I'm not convinced that this is as difficult as you make out. Commercial
kitchens don't usually pay very high salaries, but there is a social status
achieved by working for a top-end restaurant. Large-kitchen institutions may
not be able to compete on either, but their longevity (compared to restaurants
which come and go) allows them to invest in people, taking interested low-
skill candidates and bringing them up through a kitchen's roles in a
predictable way, including possibly financing culinary degrees for people
working their way up.

It's not like Wodni is doing something particularly different (? for lack of a
better word) here. Instead of buying from low-quality suppliers whose prices
were higher for ensuring consistency at wholesale scale, he bought from a
multitude of high-quality suppliers at wholesale market rate.

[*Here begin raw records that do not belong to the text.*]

PR #2976, opened 2026-07-26
Serve HTTP/2 and HTTP/3 on the webserver, add DoH2/DoH3 support

DL6ER:

An in-process TLS terminator fronting CivetWeb: it terminates TLS (OpenSSL) and serves HTTP/1.0, 1.1, 2 (`nghttp2`) and 3 (OpenSSL QUIC + `nghttp3`), forwarding plain HTTP/1.1 to the backend. It also adds DoH-over-HTTP/2 and DoH-over-HTTP/3 upstream clients to `dotdoh`.

The large `src/webserver/civetweb/` diff is *not* new code we we will have to carry/review: it is generic `PROXY-v2` support the backend needs so the terminator can hand the real client address (ultimately needed for client-aware blocking). That feature is proposed upstream as https://github.com/civetweb/civetweb/pull/1413; here we vendor it as `proxy_v2.inl` plus a ~9-line hook in `civetweb.c`, carried as a `patch/civetweb/` patch until upstream accepts it. civetweb/civetweb#1413 sits on civetweb/civetweb#1412 (a build and macOS-CI fix); the macOS-CI part there may end up folded into @yubiuser's build PR https://github.com/civetweb/civetweb/pull/1392.

1. Build FTL and start it with a TLS port, e.g. `webserver.port = "80,443s"`. (Already included in the default set of parameters, so there is no change here visible to users and neither a need to change any configuration already present to get this running)
2. `curl -k --http1.1 https://<pi>/admin/`, then `--http2` and `--http3` - each returns the web UI; the plain-HTTP port is unaffected.
3. For encrypted upstreams, arm `tls://`, `https://` and `h3://` upstreams and confirm they resolve. The `dotdoh` and HTTP/2 paths are also extensively covered by new tests in `test/dotdoh.bats` and `test/http2_test.sh` in CI.

This PR also builds FTL with `-ffunction-sections -fdata-sections -Wl,--gc-sections`, letting the linker drop unreferenced code. On its own that only strips FTL's own dead code; the full effect - notably trimming the large unused parts of OpenSSL, about 815 KB off the stripped static binary - needs the bundled static libraries compiled with matching section flags, which is https://github.com/pi-hole/docker-base-images/pull/177. The two are independent and non-breaking: either can be merged on its own and everything keeps building unchanged; only together do they realise the size reduction.

Note that there is no explicit need to configure HTTP 1.1/2 for normal `https://` requests because negotiation via ALPN will automatically find out what the best protocol is supported by this server.

Follow-up pull requests will be
- the still-missing downstream (from my local clients to the pi-hole) direction for DoT, DoH-over-HTTP1/2/3
- extension to up- and downstream DoQ support, including DoQ-over-HTTP3. Pi-hole then really covers all standardized alternative DNS protocols for the foreseeable future

---

---

## Checklist:

### DIFF
--- a/src/CMakeLists.txt
+++ b/src/CMakeLists.txt
@@ -572,18 +572,28 @@ if(LIBSSL AND LIBCRYPTO AND USE_TLS)
         message(STATUS "Building FTL with HTTP/2 support: NO (nghttp2 not found)")
     endif()
 
-    # HTTP/3 for the TLS terminator (OpenSSL QUIC + nghttp3). Optional and
-    # additionally requires QUIC support in the linked OpenSSL; without it the
-    # terminator serves HTTP/1.1 and (if built) HTTP/2 only. HTTP/3 also needs
-    # OpenSSL >= 4.0 for SSL_get_peer_addr() to forward the real client address;
-    # terminator.c raises a #error against an older OpenSSL.
+    # HTTP/3 for the TLS terminator (OpenSSL QUIC + nghttp3). Requires nghttp3
+    # AND OpenSSL >= 4.0, which provides SSL_get_peer_addr() (the per-connection
+    # QUIC peer getter used to forward the real client IP). Against an older
+    # OpenSSL such as 3.5.x, HTTP/3 and QUIC are disabled at build time and the
+    # terminator serves HTTP/1.1 and (if built) HTTP/2 only.
+    include(CheckCSourceCompiles)
+    check_c_source_compiles("
+#include <openssl/opensslv.h>
+#if OPENSSL_VERSION_NUMBER < 0x40000000L
+#error OpenSSL < 4.0 has no QUIC peer-address API
+#endif
+int main(void) { return 0; }
+" OPENSSL_HAS_QUIC_PEER_ADDR)
     find_library(LIBNGHTTP3 NAMES libnghttp3${LIBRARY_SUFFIX} nghttp3)
-    if(LIBNGHTTP3)
+    if(LIBNGHTTP3 AND OPENSSL_HAS_QUIC_PEER_ADDR)
         message(STATUS "Building FTL with HTTP/3 support: YES")
         target_compile_definitions(webserver PRIVATE HAVE_HTTP3)
         # The dotdoh client speaks DoH3 (HTTP/3 over QUIC) on h3:// upstreams.
         target_compile_definitions(dotdoh PRIVATE HAVE_HTTP3)
         target_link_libraries(pihole-FTL ${LIBNGHTTP3})
+    elseif(LIBNGHTTP3)
+        message(STATUS "Building FTL with HTTP/3 support: NO (OpenSSL < 4.0 lacks the QUIC peer-address API)")
     else()
         message(STATUS "Building FTL with HTTP/3 support: NO (nghttp3 not found)")
     endif()
--- a/src/CMakeLists.txt
+++ b/src/CMakeLists.txt
@@ -220,12 +220,14 @@ if (CMAKE_C_COMPILER_ID STREQUAL "GNU")
     endif()
 endif()
 
-# Emit each function/variable in its own section and let the linker drop the
-# unreferenced ones (-Wl,--gc-sections). Combined with the static libraries
-# built with the same flags (see the ftl-build image), this strips dead code -
-# including large unused parts of OpenSSL - from the shipped binary.
+# Emit each function/variable in its own section so the linker can drop the
+# unreferenced ones at link time (-Wl,--gc-sections, added as a link option
+# below). Combined with the static libraries built with the same flags (see the
+# ftl-build image), this strips dead code - including large unused parts of
+# OpenSSL - from the shipped binary.
 if (CMAKE_C_COMPILER_ID STREQUAL "GNU" OR CMAKE_C_COMPILER_ID STREQUAL "Clang")
-    set(HARDENING_FLAGS "${HARDENING_FLAGS} -ffunction-sections -fdata-sections -Wl,--gc-sections")
+    set(HARDENING_FLAGS "${HARDENING_FLAGS} -ffunction-sections -fdata-sections")
+    add_link_options(-Wl,--gc-sections)
 endif()
 
 # -FILE_OFFSET_BITS=64: used by stat(). Avoids problems with files > 2 GB on 32bit machines
--- a/src/CMakeLists.txt
+++ b/src/CMakeLists.txt
@@ -221,11 +221,14 @@ if (CMAKE_C_COMPILER_ID STREQUAL "GNU")
 endif()
 
 # Emit each function/variable in its own section so the linker can drop the
-# unreferenced ones at link time (-Wl,--gc-sections, added as a link option
-# below). Combined with the static libraries built with the same flags (see the
-# ftl-build image), this strips dead code - including large unused parts of
-# OpenSSL - from the shipped binary.
-if (CMAKE_C_COMPILER_ID STREQUAL "GNU" OR CMAKE_C_COMPILER_ID STREQUAL "Clang")
+# unreferenced ones at link time (-Wl,--gc-sections). Combined with the static
+# libraries built with the same flags (see the ftl-build image), this strips dead
+# code - including large unused parts of OpenSSL - from the shipped binary. Probe
+# the linker for the flag rather than assuming it from the compiler: it is a GNU
+# ld/gold/lld feature, so e.g. Apple's ld64 (which spells it -dead_strip) skips it.
+include(CheckLinkerFlag)
+check_linker_flag(C "-Wl,--gc-sections" HAVE_LD_GC_SECTIONS)
+if (HAVE_LD_GC_SECTIONS)
     set(HARDENING_FLAGS "${HARDENING_FLAGS} -ffunction-sections -fdata-sections")
     add_link_options(-Wl,--gc-sections)
 endif()
--- a/src/CMakeLists.txt
+++ b/src/CMakeLists.txt
@@ -220,6 +220,14 @@ if (CMAKE_C_COMPILER_ID STREQUAL "GNU")
     endif()
 endif()
 
+# Emit each function/variable in its own section and let the linker drop the
+# unreferenced ones (-Wl,--gc-sections). Combined with the static libraries
+# built with the same flags (see the ftl-build image), this strips dead code -
+# including large unused parts of OpenSSL - from the shipped binary.
+if (CMAKE_C_COMPILER_ID STREQUAL "GNU" OR CMAKE_C_COMPILER_ID STREQUAL "Clang")
+    set(HARDENING_FLAGS "${HARDENING_FLAGS} -ffunction-sections -fdata-sections -Wl,--gc-sections")
+endif()
+
 # -FILE_OFFSET_BITS=64: used by stat(). Avoids problems with files > 2 GB on 32bit machines
 # We define HAVE_POLL_H as this is needed for the musl builds to succeed
 set(CMAKE_C_FLAGS "-std=c17 -pipe ${WARN_FLAGS} -D_FILE_OFFSET_BITS=64 ${HARDENING_FLAGS} ${DEBUG_FLAGS} ${CMAKE_C_FLAGS} -DHAVE_POLL_H ${SQLITE_DEFINES}")
--- a/src/CMakeLists.txt
+++ b/src/CMakeLists.txt
@@ -208,10 +208,16 @@ if(STATIC)
 else()
     message(STATUS "Compiling dynamically linked executable")
 endif()
-# -pie -fPIE: (Dynamic) position independent executable
-
+# Position-independent executable (image ASLR). -fPIE compiles the objects
+# position-independent; the executable is then linked PIE via -pie (dynamic
+# build) or -static-pie (static build, set on the link line below). A plain
+# -static silently overrides -pie and yields a non-PIE binary with a fixed load
+# address, so the static build - the one we actually ship - must use -static-pie.
 if (CMAKE_C_COMPILER_ID STREQUAL "GNU")
-    set(HARDENING_FLAGS "${HARDENING_FLAGS} -pie -fPIE")
+    set(HARDENING_FLAGS "${HARDENING_FLAGS} -fPIE")
+    if(NOT STATIC)
+        set(HARDENING_FLAGS "${HARDENING_FLAGS} -pie")
+    endif()
 endif()
 
 # -FILE_OFFSET_BITS=64: used by stat(). Avoids problems with files > 2 GB on 32bit machines
@@ -308,7 +314,7 @@ add_executable(pihole-FTL
 if(STATIC)
     set_target_properties(pihole-FTL PROPERTIES LINK_SEARCH_START_STATIC ON)
     set_target_properties(pihole-FTL PROPERTIES LINK_SEARCH_END_STATIC ON)
-    target_link_libraries(pihole-FTL -static-libgcc -static)
+    target_link_libraries(pihole-FTL -static-libgcc -static-pie)
     set(LIBRARY_SUFFIX "${CMAKE_STATIC_LIBRARY_SUFFIX}")
 else()
     find_library(LIBMATH m)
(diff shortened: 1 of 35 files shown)


darkexplosiveqwx:
This is looking quite nice and it no longer needs the legacy engine header. Compiles successfully on Fedora.

One thing about OpenSSL 3.5 compatibility:
You `#error` at https://github.com/pi-hole/FTL/blob/34cacc2127786e846fbfaae264ff636978802472/src/webserver/terminator.c#L43-L48 and https://github.com/pi-hole/FTL/blob/34cacc2127786e846fbfaae264ff636978802472/src/dotdoh/quic_client.c#L35-L39


So the only part hard-depending on OpenSSL 3 is HTTP/3 as said in:
https://github.com/pi-hole/FTL/blob/34cacc2127786e846fbfaae264ff636978802472/src/CMakeLists.txt#L575-L580

I propose a CMake option to turn it off to allow building with older openssl versions without patching the code:
```diff
diff --git a/src/CMakeLists.txt b/src/CMakeLists.txt
index 31a2d0b3..96fbc890 100644
--- a/src/CMakeLists.txt
+++ b/src/CMakeLists.txt
@@ -545,6 +545,7 @@ if(CMAKE_INSTALL_PREFIX_INITIALIZED_TO_DEFAULT)
 endif()
 
 option(USE_TLS "Build FTL with TLS support, if available" ON)
+option(USE_HTTP3 "Build FTL with HTTP/3 support, if available" ON)
 
 find_library(LIBSSL NAMES libssl${LIBRARY_SUFFIX} ssl)
 find_library(LIBCRYPTO NAMES libcrypto${LIBRARY_SUFFIX} crypto)
@@ -578,7 +579,7 @@ if(LIBSSL AND LIBCRYPTO AND USE_TLS)
     # OpenSSL >= 4.0 for SSL_get_peer_addr() to forward the real client address;
     # terminator.c raises a #error against an older OpenSSL.
     find_library(LIBNGHTTP3 NAMES libnghttp3${LIBRARY_SUFFIX} nghttp3)
-    if(LIBNGHTTP3)
+    if(LIBNGHTTP3 AND USE_HTTP3)
         message(STATUS "Building FTL with HTTP/3 support: YES")
         target_compile_definitions(webserver PRIVATE HAVE_HTTP3)
         # The dotdoh client speaks DoH3 (HTTP/3 over QUIC) on h3:// upstreams.
```

DL6ER:
Yes, I started with OpenSSL 3.5.7 as QUIC was announced to be available here, but then (during implementing exactly this PR here -> HTTP/3) found that it is actually not complete. Only OpenSSL 4.0.0+ added a very necessary dependency (`SSL_get_peer_addr()`) that is being able to get peer's addresses in QUIC mode (also relevant for HTTP/3). Instead of trying to patch the crypto library myself to retrofit the function, I decided switching to 4.0 right from the beginning would be the better strategy.

The `#ifdef`s you found have actually designed for minimum 3.5.7 requirement before but I decided to simply increment them now, too, to match my "start from 4.0.0 idea. But I rather built an automatic-detector for the installed OpenSSL version to make it easier to compile FTL from sources on such systems.

We could but I actually don't want to go down a halfway-functional path and explain users that HTTP/3 and DoQ is *in principle* available when comoiled with OpenSSL 3.5.* but often used features like client-aware blocking would simply magically not work with OpenSSL 3.5.7. That feels wrong and will likely cause a notable support burden on us.

yubiuser:
> On its own this drops FTL's own dead code

Does it also say which part of FTlLs code is dead? Could it be removed right from the source code as well?

DL6ER:
> Does it also say which part of FTLs code is dead?

No, unfortunately not. The compiler will complain if we have functions defined that are really not used anywhere. However, if users decide to build FTL with more or less functions, it can happen that some functions are unused. This will have more effect on nettle and OpenSSL where now all the many algorithms, which are not used by FTL/TLS, will be stripped from the final binary.

> Could it be removed right from the source code as well?

yubiuser:
Really nice

```
 Connected to nanopi.lan (10.0.1.24) port 443

* using HTTP/2
* [HTTP/2] [1] OPENED stream for https://nanopi.lan/
* [HTTP/2] [1] [:method: GET]
* [HTTP/2] [1] [:scheme: https]
* [HTTP/2] [1] [:authority: nanopi.lan]
* [HTTP/2] [1] [:path: /]
* [HTTP/2] [1] [user-agent: curl/8.11.0-DEV]
* [HTTP/2] [1] [accept: */*]
> GET / HTTP/2
> Host: nanopi.lan

```

```
* Connected to nanopi.lan (10.0.1.24) port 443
* using HTTP/3
* [HTTP/3] [0] OPENED stream for https://nanopi.lan/
* [HTTP/3] [0] [:method: GET]
* [HTTP/3] [0] [:scheme: https]
* [HTTP/3] [0] [:authority: nanopi.lan]
* [HTTP/3] [0] [:path: /]
* [HTTP/3] [0] [user-agent: curl/8.11.0-DEV]
* [HTTP/3] [0] [accept: */*]
> GET / HTTP/3
> Host: nanopi.lan
```

yubiuser:
I've selected IPv4 `https://dns.quad9.net@9.9.9.9/dns-query` as upstream and FTL logged

`WARNING: Invalid IPv6 address when trying to resolve hostname: https://dns.quad9.net@9.9.9.9/dns-query`

Why is it trying to resolve IPv6 when I only want to use the IPv4 address?

____

And it's logged again despite I switched the upstream to `h3://cloudflare-dns.com/dns-query` and FTL was restarted

```
2026-07-28 14:01:41.568 UTC [522517/T533038] INFO:  -> Known forward destinations: 4
2026-07-28 14:01:41.582 UTC [522517/T533038] INFO: Compiled 0 allow and 0 deny regex for 5 clients in 0.1 msec
2026-07-28 14:01:44.125 UTC [522517/T533040] WARNING: Invalid IPv6 address when trying to resolve hostname: https://dns.quad9.net@9.9.9.9/dns-query
2026-07-28 14:01:44.126 UTC [522517/T533040] WARNING: Invalid IPv6 address when trying to resolve hostname: h3://cloudflare-dns.com/dns-query

```

src/args.c
```diff
@@ -1122,8 +1128,9 @@ void parse_args(int argc, char *argv[])
 				printf("Compression: %sYes%s\n", green, normal);
 			else
 				printf("Compression: %sNo%s\n", red, normal);
-			if(mg_check_feature(MG_FEATURES_HTTP2))
-				printf("                 HTTP2: %sYes%s, ", green, normal);
+			// Likewise CivetWeb's native HTTP/2 stays off; the backend serves it.
+			if(webserver_have_http2())
+				printf("                 HTTP2: %sYes%s %s(via TLS backend)%s, ", green, normal, blue, normal);
```
yubiuser, line 1133: Do you want to add HTTP3 via TLS backend info here?

darkexplosiveqwx: I think not.
HTTP/2 and TLS are features civetweb could provide itself, "(via TLS backend)" is added to acknowledge that the feature is available, but not via civetweb's own implementation. Civetweb has no HTTP/3 support at all, so there is no clarification needed.

DL6ER: The `(via TLS backend)` note exists to disambiguate a feature CivetWeb could self-provide: HTTP/2 (even if the "experimental" implementation is very incomplete). CivetWeb has no HTTP/3 at all, so nothing to disambiguate on this end. The HTTP/2, HTTP/3 truth is slightly lower in the full version output.

src/webserver/webserver.c
```diff
@@ -611,6 +699,87 @@ static void print_webserver_opts(const bool debug, const size_t idx, const char
...
+			strncat(backend, ",", backend_len - strlen(backend) - 1);
+		strncat(backend, ent, backend_len - strlen(backend) - 1);
+	}
+	free(copy);
+
+	// Append the loopback plaintext backend CivetWeb serves the terminator on.
+	// Port 0 lets the kernel pick a free port; it is read back after mg_start2().
+	if(backend[0] != '\0')
+		strncat(backend, ",", backend_len - strlen(backend) - 1);
+	strncat(backend, "127.0.0.1:0", backend_len - strlen(backend) - 1);
```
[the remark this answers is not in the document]
DL6ER: The length handed to `strncat()` cannot actually underflow here, as `strncat()` keeps `strlen(backend) <= backend_len - 1`, so `backend_len - strlen(backend) - 1` bottoms out at *zero* rather than wrapping. We would still rather not depend on that invariant holding for every future caller, so the four appends now go through a small `str_append()` helper that becomes a *no-op* once the buffer is full. That is more robust than the inline arithmetic, as `strncat()` never sees a computed length again, and it also keeps the pattern from tripping the scanner. Done in 030fca9bd.

src/CMakeLists.txt
```diff
@@ -220,6 +220,16 @@ if (CMAKE_C_COMPILER_ID STREQUAL "GNU")
...
 
+# Emit each function/variable in its own section so the linker can drop the
+# unreferenced ones at link time (-Wl,--gc-sections, added as a link option
+# below). Combined with the static libraries built with the same flags (see the
+# ftl-build image), this strips dead code - including large unused parts of
+# OpenSSL - from the shipped binary.
+if (CMAKE_C_COMPILER_ID STREQUAL "GNU" OR CMAKE_C_COMPILER_ID STREQUAL "Clang")
+    set(HARDENING_FLAGS "${HARDENING_FLAGS} -ffunction-sections -fdata-sections")
+    add_link_options(-Wl,--gc-sections)
+endif()
```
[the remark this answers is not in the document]
DL6ER: We only target Linux here, i.e., GNU ld/gold/lld, where `--gc-sections` is always available - Mach-O/ld64 (which spells it `-dead_strip`) is not a platform we build for. We would rather keep the plain GNU/Clang compiler-ID guard than add a linker-capability probe for a case that does not arise, as the probe is extra machinery buying us nothing on the toolchains we actually use. If a non-GNU-ld toolchain ever needs it, adding the probe at that point is cheap.

DL6ER:
This is a *cosmetic* bug, but a real one, and it is fixed now. We are not actually trying to use IPv6: encrypted upstreams are recorded in the upstream table by their configured URL, e.g., `https://dns.quad9.net@9.9.9.9/dns-query`, rather than the internal loopback tuple, so the API and PADD show the real upstream instead of a `127.x` address. The periodic hostname resolver then passed that whole URL to its PTR lookup, which decides IPv4 vs IPv6 by whether the string contains a `:`, and the `://` sent it down the IPv6 path - hence the warning. The `https://...@9.9.9.9...` and the `h3://cloudflare-dns.com...` lines are the same case. These URLs have no PTR record to resolve, so we now skip them in the resolver. No query was ever affected by this, only the log line.

yubiuser:
> This is a cosmetic bug, but a real one, and it is fixed now. 

Did you forget to push the fix?

```
2026-07-28 20:03:05.982 UTC [648948M] INFO: FTL commit: 030fca9b
....
2026-07-28 20:03:07.198 UTC [648948/T649009] INFO: Compiled 0 allow and 0 deny regex for 5 clients in 0.1 msec
2026-07-28 20:03:09.070 UTC [648948/T649011] WARNING: Invalid IPv6 address when trying to resolve hostname: h3://cloudflare-dns.com/dns-query
2026-07-28 20:03:20.843 UTC [648948/T649008] INFO: Received 8/8 valid NTP replies from de.pool.ntp.org
```

P.S. Merge conflicts.

yubiuser:
I noticed that my browser does not use h3 to connect to the dashboard, it only uses h2 or h1.1. Do we need to add the `Alt-Svc: h3=":443"` header?

DL6ER:
> Did you forget to push the fix?

I ... am ... well ... yes ...

yubiuser:
Not sure if this is something that changed with this branch, but I get a strange login behavior. I was logged in via `https` but closed the tab without logging out. Opened a new tab and navigated to the non-http address which showed the login page. Instead of logging in I followed the link to the HTTPS page and was automatically logged in. Is this expected?

Peek 2026-07-29 12-18

DL6ER:
The `Alt-Svc` change is pushed and there is a new test alongside it.

Re login behavior:

What you describe is expected and there since ancient PHP times. The reason is that the session cookie is marked `Secure` so your browser is actually instructed to **never** submit this cookie in plain. Hence, FTL just sees "there is no session cookie" and sends you to the login page. When you switch back to HTTPS, the browser is sending the already existing and still valid (not yet expired) Session cookie and you are recognized again without having to re-login. This is by construction and cannot (and IMO shouldn't) be changed.

The new last commit fixed a malfunctioning `./build.sh debug` thing I have found while working on the new feature and wanting to have the debugger attached.

darkexplosiveqwx:
`./build.sh -DUSE_TLS=OFF` fails on Fedora 44, GCC `16.1.1`:

```
/home/shared/Projects/fleet/pi-hole-FTL/src/webserver/terminator.c: In function ‘terminator_proxy_token_hex’:
/home/shared/Projects/fleet/pi-hole-FTL/src/webserver/terminator.c:3341:6: error: function might be candidate for attribute ‘const’ [-Werror=suggest-attribute=const]
 3341 | bool terminator_proxy_token_hex(char *out, size_t outsz)
      |      ^~~~~~~~~~~~~~~~~~~~~~~~~~
cc1: all warnings being treated as errors
```

at the end of `src/webserver/terminator.c` for the `terminator_proxy_token_hex()` stub we can either add:
- ```C
  __attribute__((const))
  ```
- ```C
  #pragma GCC diagnostic push
  #pragma GCC diagnostic ignored "-Wsuggest-attribute=const"
  ```

rdwebdesign:
> Re login behavior:
> 
> What you describe is expected and there since ancient PHP times. The reason is that the session cookie is marked `Secure` so your browser is actually instructed to **never** submit this cookie in plain. Hence, FTL just sees "there is no session cookie" and sends you to the login page. When you switch back to HTTPS, the browser is sending the already existing and still valid (not yet expired) Session cookie and you are recognized again without having to re-login. This is by construction and cannot (and IMO shouldn't) be changed.

I agree. 
This is the correct behavior.

The browser considers `http://domain` as a different website than `https://domain`. They are independent and they can't share a session cookie.

DL6ER:
Fixed in `d03cb341e`. GCC 16's analysis is stricter than the compilers we build against here and (correctly) sees that the no-TLS stub of `terminator_proxy_token_hex()` has no observable effect, so it suggests `__attribute__((const))`, which `-Werror` then turns into a hard error. We cannot mark the shared declaration `const`, since the real TLS build genuinely has side effects, so the stub now clears the caller's output buffer instead - a real side effect, and the correct empty-token result when there is no terminator.

yubiuser:
> The Alt-Svc change is pushed and there is a new test alongside it.

For anyone coming here and testing h3 in real browsers. Usually browsers reject QUIC with self-signed CAs (see [here](https://bugzilla.mozilla.org/show_bug.cgi?id=1985341)). In FF, one can enable `network.http.http3.disable_when_third_party_roots_found` which allows http3 connections, ~~but somehow the dashboard fails to load completely. Maybe still a bug at our side.~~ (Bug fixed with the two following commits)

I was unable to get http3 working on Chrome-based browsers.

yubiuser (approved):
Tested all new function as much as I could. But manually reviewing > 6000 lines of code is impossible. I'm approving. When @darkexplosiveqwx does not find more compiler-related issues this could go to `development` I would say.

DL6ER:
Than you. These latest PRs actually lay the basis for the following pieces:
- DNS DoT/DoH server/downstream part (clients in your local network -> your Pi-hole)
- DoQ implementation for server and client

Optional follow-ups are
- Remove the Lua engine from the webserver -> all-static web interface. Preliminary tests suggest decrease of I/O activity by ~75%, so potentially big improvements for slowish SD cards and friends.
   Even when we plan to keep `lua` as FTL subcommand (there is ongoing work in core to port some scripts over to Lua), removing the CGI-feature will both make external contributions easier (not that many people are familiar with Lua in Kepler style) as well as easier to do future migrations. This deserves to be included in a breaking/major release nonetheless.
- Switch to https://github.com/DL6ER/civetweb/tree/pi-hole which is our own "maintained" fork of CivetWeb. Maintained in this case means that we grabbed latest `master` and integrated all fixes from open pull requests after having reviewed them for correctness ourselves. CI on this branch is green and future security updates will be shipped.

yubiuser:
> Remove the Lua engine from the webserver -> all-static web interface. Preliminary tests suggest decrease of I/O activity by ~75%, so potentially big improvements for slowish SD cards and friends.

I would keep it as subcommand for now, but try to switch to all static.

DL6ER:
@darkexplosiveqwx did you see the question from yubiuser? 

> When @darkexplosiveqwx does not find more compiler-related issues this could go to development I would say.

https://github.com/pi-hole/FTL/pull/2976#pullrequestreview-4816022709

We can also merge and resolve possible additional issues separately later if you are too busy right now.

darkexplosiveqwx:
> @darkexplosiveqwx did you see the question from yubiuser? 
> 
> 
> 
> > When @darkexplosiveqwx does not find more compiler-related issues this could go to development I would say.
> 
> 
> 
> https://github.com/pi-hole/FTL/pull/2976#pullrequestreview-4816022709
> 
> 
> 
> We can also merge and resolve possible additional issues separately later if you are too busy right now. 


Must've missed it. The GitHub mobile app does some aggressive collapsing, even for unread comments - it also hid the Copilot session.

I haven't had any other issues while compiling on Fedora 44. No blocker from my side.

He then, using
experience and education, adapted to the differences in inventory that come
with working with small-scale suppliers, while ensuring that his budget was
efficiently utilized by not wasting anything (e.g. saving fish bones for stock
instead of buying fish stock from a supplier). Yes, that requires education
and experience to do and do well, but I don't see why more institutions
couldn't invest in more people to get that education and experience.

------
gaius
Last time I was in hospital I was dreading the food but it was in fact amazing
and came with a pamphlet explaining how they configured each meal specifically
for whatever was wrong with each patient. This was my local NHS.